Under the harsh, uncompromising glare of superpower realpolitik, the African continent is apparently only significant for three reasons. These are helpfully outlined, in a blue highlights box, in the front of the US’s shiny new “Strategy Toward Sub-Saharan Africa”, which was released this week by Secretary of State Antony Blinken.

First, Africa’s people: Africans will be 25% of the world’s population by 2050. In other words, they are the future workforce of a world where the populations of so many countries are ageing fast.

Second, Africa’s geography: The continent is home to 30% of the world’s critical minerals and its second-largest rainforest. There can be no sustainable future without access to those minerals, many of which are crucial to renewable energy technologies. Similarly, the health of the planet depends on the Congo rainforest remaining undeveloped.

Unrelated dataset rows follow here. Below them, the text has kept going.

PR #263, opened 2019-03-08
[PLATFORM-249] Scheduler module

juhah:
Scheduler module, not perfect but works ok.

* Undo should work after each modification
* Remove row on hover (click "x")
* Drag & drop to sort

Try it out and see how it works!


app/src/editor/shared/components/modules/Scheduler.jsx
```diff
@@ -0,0 +1,714 @@
...
+                        <option
+                            key={schedulerOption}
+                            value={schedulerOption}
+                        >
+                            {schedulerOptions[schedulerOption]}
+                        </option>
+                    ))}
+                </Select>
+                <br />
+                {rule.intervalType === 0 && (
```
timoxley: Interval types could be constants I guess

app/src/editor/shared/components/modules/Scheduler.jsx
```diff
@@ -0,0 +1,714 @@
...
+        })
+    }
+
+    render() {
+        const { isHovered, rule, isActive } = this.props
+
+        return (
+            <div className={styles.ruleContainer}>
+                {isHovered && (
+                    <div // eslint-disable-line jsx-a11y/click-events-have-key-events, jsx-a11y/no-static-element-interactions
```
timoxley: To silence eslint could this be an actual button instead of a clickable div maybe?

app/src/editor/shared/components/modules/Scheduler.jsx
```diff
@@ -0,0 +1,714 @@
...
+    subscription = React.createRef()
+
+    state = {
+        defaultValue: undefined,
+        rules: undefined,
+    }
+
+    static getDerivedStateFromProps(props, state) {
+        const checksum = JSON.stringify(props.module.schedule.rules)
+        if (state.rules && state.checksum === checksum) {
```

Third, African countries are the largest voting bloc in the UN, accounting for about 28% of the vote.

In this context, Blinken’s itinerary on his whistle-stop three-nation tour of Africa makes a lot of sense.

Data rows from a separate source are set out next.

PR #673, opened 2019-09-09
Improve stream edit page load/save behaviour

timoxley:
* Prevents flash of previous stream data before current stream data loads.
* Block field edits while loading stream data, prevents changing fields while saving or loading data.
* Show loading indicator on Stream show page.
* Prevents creation of new "Untitled Stream" if hitting the save button before the current stream loads.
* Prevent some "setState on unmount" errors.

## To Test

Try creating and editing streams before & after this PR with network latency set to 3s in devtools.

### DIFF
--- a/app/src/userpages/components/StreamPage/Show/index.jsx
+++ b/app/src/userpages/components/StreamPage/Show/index.jsx
@@ -1,12 +1,12 @@
 // @flow
 
-import React, { Component } from 'react'
+import React, { Component, useRef, useCallback, useEffect } from 'react'
 import { connect } from 'react-redux'
 import { I18n } from 'react-redux-i18n'
 import { push } from 'connected-react-router'
 import { withRouter } from 'react-router-dom'
 import MediaQuery from 'react-responsive'
-
+import useIsMounted from '$shared/hooks/useIsMounted'
 import ConfigureAnchorOffset from '$shared/components/ConfigureAnchorOffset'
 import type { Stream, StreamId } from '$shared/flowtype/stream-types'
 import type { Operation } from '$userpages/flowtype/permission-types'
@@ -17,6 +17,7 @@ import {
     getMyStreamPermissions,
     getStream,
     openStream,
+    closeStream,
     updateStream,
     createStream,
     initEditStream,
@@ -24,7 +25,7 @@ import {
     updateEditStream,
 } from '$userpages/modules/userPageStreams/actions'
 import { getMyResourceKeys } from '$shared/modules/resourceKey/actions'
-import { selectEditedStream, selectPermissions } from '$userpages/modules/userPageStreams/selectors'
+import { selectEditedStream, selectPermissions, selectFetching } from '$userpages/modules/userPageStreams/selectors'
 import { selectUserData } from '$shared/modules/user/selectors'
 import { selectAuthApiKeyId } from '$shared/modules/resourceKey/selectors'
 import DetailsContainer from '$shared/components/Container/Details'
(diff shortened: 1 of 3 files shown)


app/src/userpages/components/StreamPage/Show/index.jsx
```diff
@@ -264,11 +241,67 @@ export class StreamShowView extends Component<Props, State> {
...
+        currentProps = propsRef.current
+        return Promise.all([
+            currentProps.getStream(id).then(() => {
+                if (!isMounted()) { return }
+                currentProps.openStream(id)
+                currentProps.initEditStream()
+            }),
+            currentProps.getMyStreamPermissions(id),
+        ])
+    }, [isMounted, propsRef])
```
juhah: Isn't this the same as using `props` instead of `propsRef `? Or it's like below to store refs to actions?

app/src/userpages/components/StreamPage/Show/index.jsx
```diff
@@ -264,11 +241,67 @@ export class StreamShowView extends Component<Props, State> {
     }
 }
 
+function StreamLoader(props: Props) {
+    const isMounted = useIsMounted()
+    const propsRef = useRef(props)
+    propsRef.current = props
```
juhah: `props` is set as the initial value before, no? Does this update only once?

app/src/userpages/components/StreamPage/Show/index.jsx
```diff
@@ -264,11 +241,67 @@ export class StreamShowView extends Component<Props, State> {
...
+        const newStreamId = await currentProps.createStream()
+        if (!isMounted()) { return }
+        currentProps.history.replace(`${links.userpages.streamShow}/${newStreamId}`)
+        initStream(newStreamId)
+    }, [initStream, propsRef, isMounted])
+
+    const initStreamRef = useRef(initStream)
+    initStreamRef.current = initStream
+    const createStreamRef = useRef(createStream)
+    createStreamRef.current = createStream
```
juhah: Idea here is to store the initial actions and assume they don't change?

app/src/userpages/components/StreamPage/Show/index.jsx
timoxley: Flow wants an initial value passed to `useRef` otherwise it thinks `propsRef` can be `undefined`.

app/src/userpages/components/StreamPage/Show/index.jsx
timoxley: The `.current` gets set on every update, so it's the opposite. This is so we can use `initStream`/`createStream` in the below `useEffect`, but not pass them as deps to it, otherwise it would fire the effect any time the callbacks change. 



In this case, our callbacks will never actually change because none of their deps will change, but if they were to start changing identity it would also start executing the effect on a different schedule which may or may not be immediately obvious, so it seems safest to simply not rely on callback identity behaviour to begin with.

app/src/userpages/components/StreamPage/Show/index.jsx
timoxley: It's actually that we don't care about the props changing… always just use whatever the latest value is. Basically the intention here is to as closely as possible match how it was working in the class when we were accessing callbacks via `this.props` after an async action, rather than caching the value of the callback(s) from `this.props` at invocation time.

I think in this case it probably doesn't matter really because I don't think redux will change the identities of anything in the current `mapDispatchToProps` config, but if we later adjust how mapDispatchToProps is initialised and the function identities do change in a meaningful way, then it could lead to a subtly broken sequence, where it's using the old version of a prop long after it was updated. 

It is also questionable whether it makes more sense to continue a sequence using the props as they were defined in the initial invocation, or allow a mix old and new props like this, but I intended to port the class behaviour as closely as possible so that's why it ended up looking like so.

juhah:
@timoxley Thanks for the explanations, very much appreciated 🎉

First, he arrived in South Africa, which is the continent’s most influential state in the global diplomatic world. This is largely thanks to its membership of influential global international blocs such as the G20 and Brics. For better or worse, it is often left to South African diplomats to articulate a common African position on the world stage.

Then he visited the Democratic Republic of the Congo, the primary custodian of the rainforest and the minerals that lie beneath it, and the continent’s fourth-most populous nation. A dangerous conflict is intensifying in the east of the country which could scupper both trade and conservation in the region.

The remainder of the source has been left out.